(Stored data entries)
Issue #102, opened 2022-09-08
cats with changed names retaining previous suffixes


shrimpsicle:
something ive noticed is if you change the name of a kit/apprentice before they finish their training (ex Icepaw -> Cloudpaw), when the cat finishes their training instead of receiving a proper suffix they will stay as whatever the changed name was (ex Cloudpaw doesn't become Cloudtail, stays as Cloudpaw).

sedgestripe:
solved in #114 by @rmalusa72!

PR #114, opened 2022-09-10
Name change bugfix

rmalusa72:
Previously, as mentioned in issue #102, changing a kit or apprentice name to one with the same kit/paw suffix overwrote the hidden suffix, meaning they would remain kit or paw even when growing up. This change keeps the hidden suffix unchanged if the new suffix matches the current special status.


shrimpsicle:
thank you!

PR #115, opened 2022-09-11
Readability - no functionality changes

rmalusa72:
- Simplified the conditional statements in buttons.py that add hotkey labels
- Combined the two ways to trigger a button (clicking on it and pressing hotkey) in draw_button, as they are the same
- Replacing ohter_cat with other_cat, opposit_relationship with opposite_relationship
- Shortening the list of suffixes by using the * syntax for duplicating elements in a list
- Adding some comments to these sections


rmalusa72:
Realized there's a problem with the names list; my mistake!

PR #116, opened 2022-09-11
Removing some repetitive stuff/typos 

rmalusa72:
- Simplified the conditional statements in buttons.py that add hotkey labels
- Combined the two ways to trigger a button (clicking on it and pressing hotkey) in draw_button, as they are the same
- Replacing ohter_cat with other_cat, opposit_relationship with opposite_relationship
- Shortening the list of suffixes by using the * syntax for duplicating elements in a list


sedgestripe:
resubmit if possible?

rmalusa72:
Will try to when I have time 👍

PR #143, opened 2022-09-23
fix: bengal and marbled swap

Ryos00:
also did a little fiddling with torties, but it didn't fix color changing bug


sedgestripe (approved):
try not to commit pycache files

PR #220, opened 2022-10-27
Add another github actions workflow for building (win/linux/mac)

Dpeta:
Adds build.yml with a few more jobs for building that runs on a push, tested the windows & linux builds and it seems to work :0c

Builds are uploaded as artifacts: [rc2](https://github.com/Dpeta/clangen/actions/runs/3349784242)*

There's also an extra step for adding it to a release when a tag is created, like [here](https://github.com/Dpeta/clangen/releases/tag/v0.1rc2)*, not sure if that's desirable but it seems to be possible at least. If it isn't, the 'Release' step in the jobs should be removed.

Quick thoughts about the build method:
- ~~Decided to run with the ``--onefile`` flag mostly to hide the pygame DLLs, this also means resources + sprites are added to the executable with ``--add-data`` instead of just being dropped in the folder though. If leaving those customizable is preferred it might be better to add a step for manually copying them over instead of using ``--add-data``.~~ N/A, using spec defined settings now
- I *think* the Windows builds ought to run on Windows 7 since the builds use Python 3.8, though win7 users will have to install [universal CRT](https://pyinstaller.org/en/stable/usage.html#windows) if they didn't get it via windows update.
- Linux builds require at least glibc 2.31 or later to be installed because pyinstaller is pyinstaller, probably won't run on old distros. (no hannah montana linux 😿)
~~- Disabled UPX on Windows since some antivirus software doesn't like it, if that's not important re-enabling it might reduce the file size.~~ N/A, using spec defined settings now


Dpeta:
Seems like it's putting the saves in the onefile-generated tmp directory with all the DLLs- Hadn't noticed that >.>
image

Might be better to just run without onefile for now then.

sedgestripe (approved):

Dpeta:
My rationale for disabling UPX again is the usual disadvantages, slower startup time and more anti-virus false-positives, and fairly minor gains (~1.5mb): https://github.com/Dpeta/clangen/actions/runs/3390802856
image

Removing numpy as a dependency also lowers build time by ~3min:
image

Thlumyn (approved):

PR #242, opened 2022-11-06
Apply some optimizations to relationship events and cats

Dpeta:
Hopefully this is equivalent to the previous code, but decently faster. All tests pass:
```
----------------------------------------------------------------------
Ran 60 tests in 0.016s

OK
```

Main changes:
 - Get cat ID via itertools instead of randint.
 - In is_potential_mate, first check if cats have parents/sibs that necessitate the full range of checks.
 - Replace instances of random.randint in relationship_checks.py with random.random.

Minor changes:
 - Replaced handle_relationships loop with itertools.repeat loop, slightly faster since the iterator is not used. 
 - Commented out cat relationships shuffle in handle_relationships.
 - Rewrote get_parents to return parents without intermediately appending them to a list. 
 - Rewrote is_grandparent to iterate through parents instead of checking for length.
 - Replaced some empty list checks via len() with just the list itself, lists already default to False if empty.
 - Replaces some instances of ``x is not None`` with just ``x`` where equivalent.
 - Replaces some instances of ``x is None`` with ``not x`` where equivalent.
 - Added some quick conditions before slow checks.
 - Replaced some conditions with roughly equivalent but faster equivalents.

### DIFF
--- a/scripts/cat/cats.py
+++ b/scripts/cat/cats.py
@@ -843,12 +843,27 @@ class Cat():
         if is_former_mentor and not former_mentor_setting:
             return False
 
-        # check for relation
-        far_related = self.is_grandparent(other_cat) or other_cat.is_grandparent(self)
-        direct_related = self.is_sibling(other_cat) or self.is_parent(other_cat) or other_cat.is_parent(self)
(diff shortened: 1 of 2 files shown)


Lixxis:
I have to check, if random index alone, does the job of not choosing every time the same relationships.

Otherwise, the performance optimization looks good 👍

PR #709, opened 2023-02-22
Bugfix: Ceremony Tags

keyraven:
- Fixed no-mentor type ceremonies showing up for new medicine cats who have mentors. 
- Added new "no_previous_mentor" tag for ceremonies where the new cat has never had a mentor. 
- Updated count_patrols.py to grab all patrol files automatically, without having to list them.


keyraven:
I want to add more more tag.

PR #757, opened 2023-02-26
Bugfixes/Unmated Kit Chance

keyraven:
- Fixed the fit cancel chance to properly increase with population for unmated cats. It also also no longer linear. 
- Slightly decreased primary kit roll chance for unmated cats. 
- Mediator apprentices will now properly gain their skill when aging up. 
- The delete button on the switch clan screen will now scale in full-screen. 
- Fixed senior cats sometimes dying twice in one moon. 
- Typos and some awkward wording.

### DIFF
--- a/scripts/events.py
+++ b/scripts/events.py
@@ -1431,13 +1431,11 @@ class Events():
             self.death_events.handle_deaths(cat, other_cat, self.at_war, self.enemy_clan, alive_kits)
             triggered_death = True
             return triggered_death
-            return triggered_death
 
         # chance to die of old age
         if cat.moons > int(random.random() * game.config["death_related"]["old_age_death_chance"]) + game.config["death_related"]["old_age_death_start"] and not triggered_death:  # cat.moons > 150 <--> 200
             self.death_events.handle_deaths(cat, other_cat, self.at_war, self.enemy_clan, alive_kits)
             triggered_death = True
-            return triggered_death
             return triggered_death
 
         # classic death chance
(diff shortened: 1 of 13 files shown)


scripts/events.py
```diff
@@ -1436,8 +1438,14 @@ def handle_injuries_or_general_death(self, cat):
...
 
+        # classic death chance
+        if game.clan.game_mode == "classic" and not int(random.random() * 500):  # 1/500
+            self.death_events.handle_deaths(cat, other_cat, self.at_war, self.enemy_clan, alive_kits)
+            triggered_death = True
+            return triggered_death
+
         # disaster death chance
-        if game.settings.get('disasters') and not triggered_death:
+        if game.settings.get('disasters'):
```
scribblecrumb, line 1444: What's the reason for this change?  If I recall correctly, `triggered_death` needs to be checked in order to ensure a cat doesn't die and then also trigger a disaster

scribblecrumb (changes requested):

scripts/events.py
keyraven: It was removed because I changed the function to return early if it triggered a death, so the check for "triggered death" was no longer necessary.  I added the early returns to prevent a cat from dying twice as a senior. If you look above, the disaster roll with not be reached if an earlier death chance is triggered.

scribblecrumb: Gotcha! makes sense

scribblecrumb (approved):

PR #771, opened 2023-02-28
more typo fixes

Clumxy:


resources/dicts/thoughts/other.json
```diff
@@ -213,7 +213,7 @@
             "Hisses at a missed catch",
             "Is hoping they can find something to fill their belly tonight",
             "Licks at an old, aching scar in an attempt to soothe it",
-            "Was almost found by a c_n patrol",
+            "Was almost found by an c_n patrol",
```
Ryos00: this should actually always be 'a' because of our little system that will change it to 'an' if the clan name starts with a vowel

resources/dicts/thoughts/other.json
```diff
@@ -122,7 +122,7 @@
             "Saw a helpless cat get taken in a metal box by Twolegs",
             "Sniffed around a known Clan territory curiously ",
             "Chow down on some food a Twolegs left out for them",
-            "Envy the strong kinship the Clan cats has",
+            "Envy the strong kinship the Clan cats have",
```
Ryos00: "Envy" should probably be changed to "Envies" as well

resources/dicts/thoughts/other.json
lillithrosepup: oh wow i had no clue that was there. good to know!

resources/dicts/thoughts/other.json
Clumxy: i think i fixed it

PR #783, opened 2023-02-28
Case check on same clan name, and no special chars

lillithrosepup:


scripts/screens/clan_creation_screens.py
```diff
@@ -152,10 +152,11 @@ def handle_name_clan_event(self, event):
                 self.elements["error"].set_text("Your Clan's name cannot be empty")
                 self.elements["error"].show()
                 return
-            if new_name in game.switches["clan_list"]:
-                self.elements["error"].set_text("A clan with that name already exists.")
-                self.elements["error"].show()
-                return
+            for clan in game.switches["clan_list"]:
+                if new_name.lower() in clan.lower():
```
Dpeta:
```suggestion
                if new_name.casefold() in clan.casefold():
```
Probably doesn't matter in practice but preferred for caseless matching.

Dpeta (commented):
🐈✅

PR #793, opened 2023-03-01
med_cat retagging

hobohime:
Deleted all instances of med_cat from the beach .json where it wasn't implied a full medcat had to be there


resources/dicts/patrols/beach/med/leaf-bare.json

> **Directions**
From the records above, copy only the lines starting with the line that holds "--- a/scripts/cat/cats.py" and going on through the line that holds "I have to check, if", exactly as written.

> **The completed task**
--- a/scripts/cat/cats.py
+++ b/scripts/cat/cats.py
@@ -843,12 +843,27 @@ class Cat():
         if is_former_mentor and not former_mentor_setting:
             return False
 
-        # check for relation
-        far_related = self.is_grandparent(other_cat) or other_cat.is_grandparent(self)
-        direct_related = self.is_sibling(other_cat) or self.is_parent(other_cat) or other_cat.is_parent(self)
(diff shortened: 1 of 2 files shown)


Lixxis:
I have to check, if random index alone, does the job of not choosing every time the same relationships.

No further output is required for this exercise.